SQL Server uses a reserved memory area that is called a buffer pool and it is used to cache data and index pages. The main idea behind this working principle to as possible as to reduce the disk activity and improving the SQL Server performance. SQL Server must read indexes and data pages from the disk before transferring to the buffer pool. PAGEIOLATCH wait type captures when the data pages fetch from the disk into the buffer pool. Most often time PAGEIOLATCH wait type indicates I/O problems related to the storage subsystems or memory pressure.
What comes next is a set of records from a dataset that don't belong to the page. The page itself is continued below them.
PR #779, opened 2023-10-24
fix(PeriphDrivers): Added update to force scale select sample to occur with ADC and ADC RefSelect for REVA API

EricB-ADI:
### Description
For chips with an ADC which allows for external voltage division, the scale select is only sampled after the channel select is switched to a new channel. So when using channel one, the external scale will not take effect since 0 is the default channel and is not switched even if configured. This fix forcefully toggles the channel selected anytime the ExtScale is set.

Also added is the API for ADC RefSelect for REVA

### DIFF
--- a/Libraries/CMSIS/Device/Maxim/MAX32665/Include/adc_regs.h
+++ b/Libraries/CMSIS/Device/Maxim/MAX32665/Include/adc_regs.h
@@ -6,6 +6,23 @@
  */
 
 /******************************************************************************
+ *
+ * Copyright 2023 Analog Devices, Inc.
+ *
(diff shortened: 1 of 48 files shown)


Jake-Carter (approved):
Looks good, just need to add `mxc_adc_ref_t` to MAX32650 and MAX32665 top-level `adc.h` headers to fix the build errors

Jake-Carter:
Bot updated headers :/

https://github.com/Analog-Devices-MSDK/msdk/pull/779/commits/c8b648e2bd0e84385dd13bf8d0c2ebbc3feb3507

EdwinFairchild (approved):

PR #805, opened 2023-11-21
fix(BLE): Connection-Parameter-Update

EricB-ADI:
### Description
Cordio now will only cancel connection parameter update requests upon max attempts or connection interval agreement.

At the app layer, when requesting a connection update, a request goes through periodically until the update is successful or the max attempts have been reached. However, the stack does not differentiate between Master and Slave requests. So if the Master requests a connection update, the slaves request will be cancelled. Therefore, the parameters the application wants are never obtained. This change will stop trying for updates once the connection interval is accepted based on the range given by the user, or max attempts have been reached.


EdwinFairchild (approved):

AbbyWolf-ADI (approved):

EdwinFairchild:
Let the record show Eric "verified" this, I was paid to approve.

PR #806, opened 2023-11-22
fix(Examples): Fixed bug in FaceId RISC-V example

vicloginov:
Fixed bug of FaceId RISC-V example when it's executed on MAX78000 Feather board.

### DIFF
--- a/Libraries/Cordio/ble-profiles/sources/af/app_slave.c
+++ b/Libraries/Cordio/ble-profiles/sources/af/app_slave.c
@@ -523,9 +523,13 @@ static void appSlaveConnUpdate(dmEvt_t *pMsg, appConnCb_t *pCb)
 {
   if (pAppUpdateCfg->idlePeriod != 0)
   {
-    /* if successful */
-    if (pMsg->hdr.status == HCI_SUCCESS)
+    const bool_t intervalInBetween =  pAppUpdateCfg->connIntervalMin <= pMsg->connUpdate.connInterval && 
+                                      pMsg->connUpdate.connInterval <= pAppUpdateCfg->connIntervalMax;
+    
+    /* if successful and we got an update using one of our requested values*/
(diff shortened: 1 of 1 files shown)


Examples/MAX78000/CNN/faceid_evkit-riscv/project.mk
```diff
@@ -23,7 +23,7 @@ endif
 # Place build files specific to FTHR_RevA here.
 ifeq "$(BOARD)" "FTHR_RevA"
 # Only Enable if 2.4" TFT is connected to Feather
-#PROJ_CFLAGS+=-DENABLE_TFT
+#PROJ_CFLAGS+=-DTFT_ENABLE
```
Jake-Carter, line 26: Mismatch between `TFT_ENABLE` here

Examples/MAX78000/CNN/kws20_demo-riscv/project.mk
```diff
@@ -19,7 +20,7 @@ endif
 # Place build files specific to FTHR_RevA here.
 ifeq "$(BOARD)" "FTHR_RevA"
 # Only Enable if 2.4" TFT is connected to Feather
-# PROJ_CFLAGS+=-DENABLE_TFT
+#PROJ_CFLAGS+=-DENABLE_TFT
```
Jake-Carter, line 23: and `ENABLE_TFT` here

Jake-Carter (changes requested):
Thanks @vicloginov

One minor comment below - can we use `TFT_ENABLE` or `ENABLE_TFT` across both examples?  I think it will help if we make this definition consistent

Examples/MAX78000/CNN/kws20_demo-riscv/project.mk
vicloginov: Agree. I will rename it.

PR #807, opened 2023-11-22
fix(Examples): Fixed bug in FaceId RISC-V example

vicloginov:
Fixed bug of FaceID RISC-V example when it's executed on MAX78000 Feather board.
Use TFT_ENABLE setting for all CNN examples.


Jake-Carter (approved):
Thanks Victor!

Jacob-Scheiffler (approved):

PR #808, opened 2023-11-24
feat(PeriphDrivers): Add clock selection feature to WDT

hfakkiz:
### Description

WDT peripheral of MAX32655, MAX32662, MAX32670, MAX32672, MAX32675, MAX32680, MAX32690, MAX78000 and MAX78002 supports selecting different clock sources which are given in user guide. 
Added a new function to set clksel register on revB WDT driver.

When the SQL Server query optimizer decides to execute a query in parallel, it tries to divide the query operation into equal-sized threads as possible. CXPACKET wait type indicates the time that spends to execute a parallel query. This wait type does not indicate any problem and can be ignored and it improves SQL Server performance. On the other hand, all threads cannot carry out their task exactly the same time, and the query execution time can be as fast as the slowest thread. When this thread’s synchronization problem reaches the unacceptable amount (greater than 50% of total waits), we have to take into account this wait type as a problem. Possible reasons may be as follows:
- Outdated statistics
- Missing or fragmented indexes
- Insufficient memory
- CPU pressure
- Cardinality Estimator version
- Improper configured Maximum degree of parallelism (MAXDOP) option
- Improper configured Cost threshold for parallelism option
SQL Server writes all modifications to the Log Buffer and its size is limited to 60KB. When Log Buffer fills up, the log records are written into the disk and this mechanism is called Log Buffer Flush. WRITELOG wait type indicates the elapsed time when the log records writing into the disk. The possible causes can be as below:
- Locate the data files (mdf,ndf) and log files (ldf) into the separated disks
- Increase the I/O capacity of the disk where the log file is placed
- Consider using the Delayed Transaction Durability option of the SQL Server
- Avoid the cursor which makes iterative modifications
- Reducing the size of the log file
In this article, we learned how to boost SQL Server performance through the wait statistics. Wait statistics are the main metrics that help to monitor and diagnose the performance problems of the SQL Server.